* **WHAT IS EXPECTED**
Each line with the word "needs" must appear in the answer, copied from the records.

=====

PR #19459, opened 2025-12-10
[WFLY-21188] Fix Hibernate runtime bytecode enhancement not working in EJB JAR module in EAR deployment.  This reverts the WFLY-20393 change that previously ensured that only one bytecode transformer is added for each Persistence Unit.

scottmarlow:
https://issues.redhat.com/browse/WFLY-21188
The previous change we made to reduce the number of threads trying to enhance the same class from multiple threads caused other problems.  Will open a new issue to replace how we solve WFLY-20393.

____

> [!WARNING]

> * [WFLY-20393](https://issues.redhat.com/browse/WFLY-20393)
> * [WFLY-21260](https://issues.redhat.com/browse/WFLY-21260)

### DIFF
--- a/testsuite/integration/basic/src/test/java/org/jboss/as/test/integration/jpa/earbytecodeenhancement/EJBJarPackagingTestCase.java
+++ b/testsuite/integration/basic/src/test/java/org/jboss/as/test/integration/jpa/earbytecodeenhancement/EJBJarPackagingTestCase.java
@@ -1,0 +1,86 @@
+/*
+ * Copyright The WildFly Authors
+ * SPDX-License-Identifier: Apache-2.0
+ */
+
+package org.jboss.as.test.integration.jpa.earbytecodeenhancement;
+
+import static org.junit.Assert.assertNotNull;
+import static org.junit.Assert.assertTrue;
+
+import javax.naming.InitialContext;
+
+import org.jboss.arquillian.container.test.api.Deployment;
+import org.jboss.arquillian.junit.Arquillian;
+import org.jboss.arquillian.test.api.ArquillianResource;
+import org.jboss.shrinkwrap.api.Archive;
+import org.jboss.shrinkwrap.api.ShrinkWrap;
+import org.jboss.shrinkwrap.api.asset.StringAsset;
+import org.jboss.shrinkwrap.api.spec.EnterpriseArchive;
+import org.jboss.shrinkwrap.api.spec.JavaArchive;
+import org.junit.Test;
+import org.junit.runner.RunWith;
+
+
+/**
+ * Test that an EJB jar can reference the persistence provider classes
+ */
+@RunWith(Arquillian.class)
+public class EJBJarPackagingTestCase {
+
+    @Deployment
+    public static Archive<?> deploy() {
+
+        EnterpriseArchive ear = ShrinkWrap.create(EnterpriseArchive.class, "scopedToEar.ear");
+
+        JavaArchive ejbjar = ShrinkWrap.create(JavaArchive.class, "ejbjar.jar");
+        ejbjar.addAsManifestResource(emptyEjbJar(), "ejb-jar.xml");
+        ejbjar.addAsManifestResource(EJBJarPackagingTestCase.class.getPackage(), "persistence.xml", "persistence.xml");
+        ejbjar.addClasses(EmployeeBean.class, EJBJarPackagingTestCase.class);
+        ejbjar.addClasses(Employee.class);
+        ear.addAsModule(ejbjar);        // add ejbjar to root of ear
+
+        JavaArchive lib = ShrinkWrap.create(JavaArchive.class, "lib.jar");
+        lib.addClasses(Organisation.class);
+        ear.addAsLibrary(lib);          // add entity jar to ear/lib
+
+
+
+
+        return ear;
+    }
+
+    @ArquillianResource
+    private static InitialContext iniCtx;
+
+    /**
+     * Test that bean in ejbjar can access persistence provider class
+     */
+    @Test
+    public void testBeanInEJBJarCanAccessPersistenceProviderClass() throws Exception {
+        EmployeeBean bean = (EmployeeBean) iniCtx.lookup("java:app/ejbjar/EmployeeBean");
+        Class sessionClass = bean.getPersistenceProviderClass("org.hibernate.Session");
+        assertNotNull("was able to load 'org.hibernate.Session' class from persistence provider", sessionClass);
+    }
+
+    @Test
+    public void testEntityByteCodeIsEnhanced() throws Exception {
+            EmployeeBean bean = (EmployeeBean) iniCtx.lookup("java:app/ejbjar/EmployeeBean");
+            assertTrue("Employee entity class needs to be bytecode enhanced",
+                    bean.isEmployeeClassByteCodeEnhanced());
+            assertTrue("Organisation entity class (that resides in ear/lib/lib.jar) needs to be bytecode enhanced",
+                    bean.isOrganisationClassByteCodeEnhanced());
+        }
+
+    private static StringAsset emptyEjbJar() {
+        return new StringAsset(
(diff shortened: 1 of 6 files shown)


scottmarlow:
https://issues.redhat.com/browse/WFLY-21260 is the new issue to address WFLY-20393 in a better way.

scottmarlow:
We don't have to merge https://github.com/wildfly/wildfly/pull/19459 just yet as when we fix https://issues.redhat.com/browse/WFLY-21260 I think that will also address the regression fixed by this pull request.

If for some reason we don't fix WFLY-21260 for WF 39. then we could merge wf/pull/19459 for 39 final and then revert that as part of the WFLY-21260 fix.

jamezp:
Does the issue seem to be that it's not enhancing EJB JAR's because the same PU is used in a WAR? I'm trying to understand how running it once per PU doesn't work, but a "run it multiple times" approach does.

FWIW I do think it's okay to do this, but if we do we should have a followup issue to look at it again.

scottmarlow:
Firstly the optimization was wrong because we need more than one instance of the bytecode transformer to be added per persistence unit for the EAR case.  The EAR case relevant for this fix is that the EAR top level deployment needs a transformer and the EJB subdeployment also needs a transformer.

> Does the issue seem to be that it's not enhancing EJB JAR's because the same PU is used in a WAR? I'm trying to understand how running it once per PU doesn't work, but a "run it multiple times" approach does.

A WAR subdeployment in an EAR case would be the same problem but this with an EJB.  Basically, the bug was that the EAR deployment unit processor is run first and then the subdeployment but regardless of the order the optimization we made was wrong because both top level deployment + subdeployments need the transformers added.  

> 
> FWIW I do think it's okay to do this, but if we do we should have a followup issue to look at it again.

+1

I do want to add a new WFLY issue to do the optimization completely different in a way that is driven by EE 12/Persistence 4.0 requirements.  We can do that in an EE 10/11/12 compatible way as we already started that previously, just need more.  However, we should identify if we want to only solve this for EE 12 or to also solve it for EE 10/11 I think.

scottmarlow:
> FWIW I do think it's okay to do this, but if we do we should have a followup issue to look at it again.

https://issues.redhat.com/browse/WFLY-21270 is a followup issue to look at again.

jamezp:
The test failures seem related

scottmarlow:
> The test failures seem related

I fixed the failures locally.  Moved the new test to a separate test package to address failures in:

> org.jboss.as.test.integration.jpa.packaging.PersistenceUnitPackagingTestCase(basic-integration-default-web)
> New
> testUserOfOveriddenSubDeploymentUsingExplicitPath
> New
> testUsingEarLibPuInSubdeployment
>

testsuite/integration/basic/src/test/java/org/jboss/as/test/integration/jpa/earbytecodeenhancement/EJBJarPackagingTestCase.java
```diff
@@ -0,0 +1,86 @@
...
+    @ArquillianResource
+    private static InitialContext iniCtx;
+
+    /**
+     * Test that bean in ejbjar can access persistence provider class
+     */
+    @Test
+    public void testBeanInEJBJarCanAccessPersistenceProviderClass() throws Exception {
+        EmployeeBean bean = (EmployeeBean) iniCtx.lookup("java:app/ejbjar/EmployeeBean");
+        Class sessionClass = bean.getPersistenceProviderClass("org.hibernate.Session");
```
jamezp: This should be:
```java
Class<?> sessionClass = bean.getPersistenceProviderClass("org.hibernate.Session");
```

If that can't work, then we need to suppress the compiler warning with a comment IMO.

testsuite/integration/basic/src/test/java/org/jboss/as/test/integration/jpa/earbytecodeenhancement/EmployeeBean.java
```diff
@@ -0,0 +1,67 @@
...
+    public EntityManagerFactory getEntityManagerFactory() {
+        return entityManagerFactory;
+    }
+
+    public EntityManagerFactory getDefaultEntityManagerFactory() {
+        return defaultEntityManagerFactory;
+    }
+
+    // AS7-2829 bean in ejbjar should be able to access class in persistence provider
+    public Class getPersistenceProviderClass(String classname) {
```
jamezp: We should avoid the raw type usage here and return `Class<?>`,

testsuite/integration/basic/src/test/java/org/jboss/as/test/integration/jpa/earbytecodeenhancement/EJBJarPackagingTestCase.java
```diff
@@ -0,0 +1,73 @@
+/*
+ * Copyright The WildFly Authors
+ * SPDX-License-Identifier: Apache-2.0
+ */
+
+package org.jboss.as.test.integration.jpa.earbytecodeenhancement;
+
+import static org.junit.Assert.assertNotNull;
```
jamezp: This will fail the checkstyle as it's an unused import.

testsuite/integration/basic/src/test/java/org/jboss/as/test/integration/jpa/earbytecodeenhancement/EmployeeBean.java
```diff
@@ -0,0 +1,67 @@
...
+        Class result = null;
```
jamezp: Same note here.

testsuite/integration/basic/src/test/java/org/jboss/as/test/integration/jpa/earbytecodeenhancement/EmployeeBean.java
jamezp: Actually, maybe this method is never used and should just be deleted.

testsuite/integration/basic/src/test/java/org/jboss/as/test/integration/jpa/earbytecodeenhancement/EmployeeBean.java
```diff
@@ -0,0 +1,67 @@
...
+ */
+@Stateless
+public class EmployeeBean {
+
+    @PersistenceUnit(unitName = "mainPu")
+    EntityManagerFactory entityManagerFactory;
+
+    // AS7-2275 requires each PU reference to specify a persistence unit name, if there are
+    // multiple persistence unit definitions.
+    // as a workaround, specified the pu name
```
jamezp: Are these comments still relevant to this or should we simply just be reusing the other types?

scottmarlow: No, the comments are not relevant.

testsuite/integration/basic/src/test/java/org/jboss/as/test/integration/jpa/earbytecodeenhancement/EJBJarPackagingTestCase.java
scottmarlow: The test doesn't really need to use the old school lookup, I'll inject the bean instead.

testsuite/integration/basic/src/test/java/org/jboss/as/test/integration/jpa/earbytecodeenhancement/EmployeeBean.java
scottmarlow: It is now deleted.  Thanks!

testsuite/integration/basic/src/test/java/org/jboss/as/test/integration/jpa/earbytecodeenhancement/EmployeeBean.java
scottmarlow: deleted that also...

jamezp (approved):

=====

* **TASK RESULT**
+            assertTrue("Employee entity class needs to be bytecode enhanced",
+            assertTrue("Organisation entity class (that resides in ear/lib/lib.jar) needs to be bytecode enhanced",
Firstly the optimization was wrong because we need more than one instance of the bytecode transformer to be added per persistence unit for the EAR case.  The EAR case relevant for this fix is that the EAR top level deployment needs a transformer and the EJB subdeployment also needs a transformer.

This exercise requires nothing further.